= Lorenz Dittmann =

German art historian

Lorenz Dittmann (27 March 1928, in Munich – 11 March 2018) was a German art historian.

Dittmann studied history of art at the Ludwig-Maximilians-Universität München. In 1955, he completed a Ph.D. dissertation on Grünewald’s color, supervised by Ernst Strauss.

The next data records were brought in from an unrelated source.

PR #1986, opened 2025-09-09
Add wlroots support to w0vncserver

CendioHalim:
This PR adds wlroots support to w0vncserver with the use of the following Wayland protocols:
* `wlr-screencopy-unstable-v1`
* `wlr-virtual-pointer-unstable-v1`
*  `virtual-keyboard-unstable-v1`.

Just as the current xdg-desktop-portal implementation, this one has a few limitations compared to x0vncserver:
* No clipboard support
* No multi-head support
* Screen resizing only works when resizing the remote display (client can't initiate a resize).
* No local cursor rendering (this requires the newer `ext-image-copy-capture-v1` protocol AFAIK).
* Limited keyboard functionality
  * Currently, the servers' keyboard layout is used, and LED states are not synced.
  
The Wayland object class hierarchy (`WObject` & subclasses) is not the cleanest and could be improved.


CMakeLists.txt
```diff
@@ -409,9 +413,12 @@ if(UNIX AND NOT APPLE)
...
     find_package(Uuid REQUIRED)
+
+    # wlroots specific
+    find_package(Wayland REQUIRED)
   endif()
   if(NOT GLIB_FOUND OR NOT GIO_FOUND OR NOT GOBJECT_FOUND OR NOT PIPEWIRE_FOUND
-     OR NOT UUID_FOUND)
+     OR NOT UUID_FOUND OR NOT WAYLAND_FOUND)
     set(ENABLE_WAYLAND 0)
     message(WARNING "GLib, Gio, Gobject, PipeWire or Uuid NOT found. w0vncserver disabled.")
```
CendioOssman: "or Wayland"

cmake/Modules/FindWayland.cmake
```diff
@@ -0,0 +1,50 @@
...
+mark_as_advanced(Wayland_LIBRARIES)
+
+include(FindPackageHandleStandardArgs)
+find_package_handle_standard_args(Wayland
+  REQUIRED_VARS
+    Wayland_client_INCLUDE_DIR Wayland_LIBRARIES Wayland_scanner_EXECUTABLE
+)
+
+if(Wayland_FOUND)
+  set(WAYLAND_INCLUDE_DIRS ${Wayland_client_INCLUDE_DIR} ${Wayland_protocols_INCLUDE_DIR} ${Wayland_server_INCLUDE_DIR})
```
CendioOssman: Where did protocols and server come from?

cmake/Modules/FindWayland.cmake
```diff
@@ -0,0 +1,50 @@
...
+  the libraries to link against to use libwayland.
+``WAYLAND_FOUND``
+  TRUE if found
+#]=======================================================================]
+
+find_package(PkgConfig QUIET)
+
+if (PKG_CONFIG_FOUND)
+  pkg_check_modules(PC_Wayland_client QUIET wayland-client)
+endif()
```
CendioOssman, line 20: Given that this is just the client library, should the module also be "FindWaylandClient"?

cmake/Modules/FindWayland.cmake
```diff
@@ -0,0 +1,50 @@
...
+find_library(Wayland_LIBRARIES NAMES wayland-client
+  HINTS
+    ${PC_Wayland_client_LIBRARY_DIRS}
+)
+mark_as_advanced(Wayland_LIBRARIES)
+
+include(FindPackageHandleStandardArgs)
+find_package_handle_standard_args(Wayland
+  REQUIRED_VARS
+    Wayland_client_INCLUDE_DIR Wayland_LIBRARIES Wayland_scanner_EXECUTABLE
```
CendioOssman: Library variable first, as that is what it prints.

contrib/packages/rpm/el8/SPECS/tigervnc.spec
```diff
@@ -24,6 +24,7 @@ BuildRequires:  freetype-devel, libjpeg-turbo-devel, pam-devel
 BuildRequires:  gnutls-devel, nettle-devel, gmp-devel
 BuildRequires:  zlib-devel
 BuildRequires:  libuuid-devel, glib2-devel, pipewire-devel
+BuildRequires:  wayland-devel, libwayland-client
```
CendioOssman: "libwayland-client" should be implied from "wayland-devel".

unix/w0vncserver/CMakeLists.txt
```diff
@@ -15,12 +24,41 @@ add_executable(w0vncserver
...
+)
+
+foreach(P ${WLR_PROTOCOLS})
+  set(XML ${CMAKE_CURRENT_SOURCE_DIR}/protocols/${P}.xml)
+  set(H ${CMAKE_CURRENT_BINARY_DIR}/${P}.h)
+  set(C ${CMAKE_CURRENT_BINARY_DIR}/${P}.c)
+
+  add_custom_command(
+    OUTPUT ${C}
+    BYPRODUCTS ${C}
```
CendioOssman: `${H}`?

unix/w0vncserver/CMakeLists.txt
```diff
@@ -15,12 +24,41 @@ add_executable(w0vncserver
...
+    COMMAND ${WAYLAND_SCANNER_EXECUTABLE} private-code ${XML} ${C}
+    COMMAND ${WAYLAND_SCANNER_EXECUTABLE} client-header ${XML} ${H}
+    DEPENDS ${XML}
+    COMMENT "Generating ${P}.c and ${P}.h"
```
CendioOssman: Might want to use `${C}` and `${H}` here as well to avoid surprises.

unix/w0vncserver/CMakeLists.txt
```diff
@@ -15,12 +24,41 @@ add_executable(w0vncserver
...
+target_sources(w0vncserver PRIVATE ${GEN_WAYLAND_SRCS})
+
 target_include_directories(w0vncserver SYSTEM PUBLIC ${GLIB_INCLUDE_DIRS})
 target_include_directories(w0vncserver SYSTEM PUBLIC ${GIO_INCLUDE_DIRS})
 target_include_directories(w0vncserver SYSTEM PUBLIC ${GOBJECT_INCLUDE_DIRS})
 target_include_directories(w0vncserver SYSTEM PUBLIC ${PIXMAN_INCLUDE_DIRS})
 target_include_directories(w0vncserver SYSTEM PUBLIC ${PIPEWIRE_INCLUDE_DIRS})
 target_include_directories(w0vncserver SYSTEM PUBLIC ${UUID_INCLUDE_DIRS})
+target_include_directories(w0vncserver SYSTEM PUBLIC ${WAYLAND_INCLUDE_DIRS})
+target_include_directories(w0vncserver PUBLIC ${CMAKE_CURRENT_BINARY_DIR})
```
CendioOssman: This seems inappropriate.

unix/w0vncserver/w0vncserver.cxx
```diff
@@ -35,6 +35,7 @@
 #include <core/Logger_stdio.h>
 #include <core/LogWriter.h>
 
+#include "wlr/WlrDesktop.h"
```
CendioOssman: Why is this in a subdirectory, but PortalDesktop is not? Makes it hard to follow what is shared and what isn't.

unix/w0vncserver/wayland/GWaylandSource.h
```diff
@@ -0,0 +1,45 @@
...
+ * GNU General Public License for more details.
+ *
+ * You should have received a copy of the GNU General Public License
+ * along with this software; if not, write to the Free Software
+ * Foundation, Inc., 59 Temple Place - Suite 330, Boston, MA  02111-1307,
+ * USA.
+ */
+
+#ifndef __G_WLR_SOURCE_H__
+#define __G_WLR_SOURCE_H__
```
CendioOssman: I guess you changed the directory for this at some point?

unix/w0vncserver/wayland/Desktop.cxx
```diff
@@ -0,0 +1,115 @@
...
+void WlrDesktop::start()
+{
+  std::function<void()> desktopReadyCb = [this]() {
+    server->setPixelBuffer(pb);
+  };
+
+  pb = new WlrPixelBuffer(display, output, server, desktopReadyCb);
+
+  wlrSource = new GWaylandSource(display);
+  wlrSource->attach(g_main_loop_get_context(loop));
```
CendioOssman: Should perhaps this be implicit when you create a `WDisplay`?

unix/w0vncserver/wlr/WlrPixelBuffer.cxx
```diff
@@ -0,0 +1,113 @@
...
+    // FIXME: We're likely to make two calls to startFrameCapture()
+    // for our first frame. Let's filter out the message the first time
+    // as it is annoying.
+    if (!firstFrame)
+      vlog.debug("Frame capture already in progress, skipping frame");
+    return;
+  }
+
+  if (!firstFrame)
+    server->blockUpdates();
```
CendioOssman: This is pretty heavy handed. It would be preferred it this is blocked very briefly. Ideally without waiting for something external.

unix/w0vncserver/wlr/WlrDesktop.cxx
```diff
@@ -0,0 +1,115 @@
...
+  wlrSource = nullptr;
+
+  delete pb;
+  pb = nullptr;
+}
+
+void WlrDesktop::frameTick(uint64_t /* msc */)
+{
+  // FIXME: Should we use the monitor refresh rate instead?
+  pb->captureFrame();
```
CendioOssman: This is a bit backwards for how the system is designed to work. The desktop should be pushing changes to the server, not the other way around.

Can we get a notification when something changes instead? And if reading is optional, it would be nice if we can delay reading until needed. Not every screen updated will be sent to client.

CMakeLists.txt
```diff
@@ -416,9 +417,10 @@ if(UNIX AND NOT APPLE)
 
     # wlroots specific
     find_package(Wayland REQUIRED)
+    find_package(Xkbcommon REQUIRED)
   endif()
   if(NOT GLIB_FOUND OR NOT GIO_FOUND OR NOT GOBJECT_FOUND OR NOT PIPEWIRE_FOUND
-     OR NOT UUID_FOUND OR NOT WAYLAND_FOUND)
+     OR NOT UUID_FOUND OR NOT WAYLAND_FOUND OR NOT XKBCOMMON_FOUND)
     set(ENABLE_WAYLAND 0)
     message(WARNING "GLib, Gio, Gobject, PipeWire or Uuid NOT found. w0vncserver disabled.")
```
CendioOssman: "or xkbcommon"

unix/w0vncserver/wlr/WlrVirtualKeyboard.cxx
```diff
@@ -0,0 +1,66 @@
...
+{
+  if (manager)
+    zwp_virtual_keyboard_manager_v1_destroy(manager);
+  if (keyboard)
+    zwp_virtual_keyboard_v1_destroy(keyboard);
+}
+
+void WlrVirtualKeyboard::keyEvent(uint32_t keysym, uint32_t keycode, bool down)
+{
+  zwp_virtual_keyboard_v1_key(keyboard, keysym, keycode, down);
```
CendioOssman: This seems wrong. Where are things translated from RFB keycode to Wayland keycode?

unix/w0vncserver/wayland/WKeyboard.cxx
```diff
@@ -20,16 +20,23 @@
...
+#include "../w0vncserver.h"
 #include "WDisplay.h"
 #include "WSeat.h"
 #include "WKeyboard.h"
 
 static core::LogWriter vlog("WKeyboard");
 
+extern const unsigned short code_map_qnum_to_xorgevdev[];
+extern const unsigned int code_map_qnum_to_xorgevdev_len;
+
```
CendioOssman: These aren't used here?

unix/w0vncserver/wayland/WaylandDesktop.cxx
```diff
@@ -141,5 +141,6 @@ bool WlrDesktop::available()
   WDisplay display;
 
   return display.interfaceAvailable("zwlr_screencopy_manager_v1") &&
-         display.interfaceAvailable("zwlr_virtual_pointer_manager_v1");
+         display.interfaceAvailable("zwlr_virtual_pointer_manager_v1") &&
+         display.interfaceAvailable("zwp_virtual_keyboard_manager_v1");
```
CendioOssman, line 154: This should have been in the previous commit?

unix/w0vncserver/wayland/objects/VirtualKeyboard.cxx
```diff
@@ -20,6 +20,11 @@
 #include <config.h>
 #endif
 
+#include <time.h>
+
+#include <core/LogWriter.h>
+#include <xkbcommon/xkbcommon-keysyms.h>
```
CendioOssman, line 26: We try to do external includes before our own.

unix/w0vncserver/wlr/WlrVirtualKeyboard.cxx
```diff
@@ -58,9 +68,34 @@ WlrVirtualKeyboard::~WlrVirtualKeyboard()
...
-void WlrVirtualKeyboard::keyEvent(uint32_t keysym, uint32_t keycode, bool down)
+void WlrVirtualKeyboard::keyEvent(uint32_t /* keysym */, uint32_t keycode,
+                                  bool down)
 {
-  zwp_virtual_keyboard_v1_key(keyboard, keysym, keycode, down);
+  timespec ts;
+  uint32_t time;
+  bool updated;
+  if (keycode < code_map_qnum_to_xorgevdev_len)
+    keycode = code_map_qnum_to_xorgevdev[keycode];
```
CendioOssman: Is Wayland well-defined to always use evdev codes? Or should we map things via the keyboard layout like we do in vncviewer?

unix/w0vncserver/wlr/WlrVirtualKeyboard.cxx
```diff
@@ -58,9 +68,34 @@ WlrVirtualKeyboard::~WlrVirtualKeyboard()
...
+
+  // FIXME: look at keysym
```
CendioOssman: I guess this is a major difference between portals and wlroots? Should probably mention that somewhere.

unix/w0vncserver/wayland/WOutput.cxx
```diff
@@ -90,17 +97,27 @@ void WOutput::handleGeometry(int32_t /* x */, int32_t /* y */,
...
     .width = width,
     .height = height,
     .refresh = refresh,
   };
+
+  if (mode.width) {
+    resized = true;
+    vlog.debug("Resized from %dx%d to %dx%d", mode.width, mode.height,
+               mode_.width, mode_.height);
+  }
```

In 1958, he moved to the Kunsthistorisches Institut of the RWTH Aachen University, where he wrote a Habilitationsschrift on "Style, Symbol, and Structure" in 1965.

In 1977, he was appointed professor of art history at the Saarland University, Saarbrücken, where he remained until his retirement in 1996.

His extensive work includes major exhibition catalogs and monographs, for instance, German Expressionism: The Colors of Desire (1981), Farbgestaltung und Farbtheorie in der abendländischen Malerei (1987), Kategorien und Methoden der deutschen Kunstgeschichte 1900-1930 (1998), Die Wiederkehr der antiken Götter im Bilde: Versuch einer neuen Deutung (2001), Die Kunst Cezannes: Farbe, Rhythmus, Symbolik (2005), Matisse begegnet Bergson: Reflexionen zu Kunst und Philosophie (2008), Farbgestaltung in der europäischen Malerei - ein Handbuch (2010) and Weltbilder moderner Kunst: Werke von Kandinsky, Klee, Beckmann, Mondrian, Kokoschka im Licht phänomenologischer Philosophien (2013).

Dittmann has accompanied the development of the Saarland Museum and is a founding member of the museum's advisory board, taking over various tasks in the Saarland Cultural Heritage Foundation.

According to Christof Trepesch, Lorenz Dittmann was one of the few art historians who are able to draw the bow from the Middle Ages to contemporary art and who can talk about all genres and styles of art in art history with a secure view of essential facts.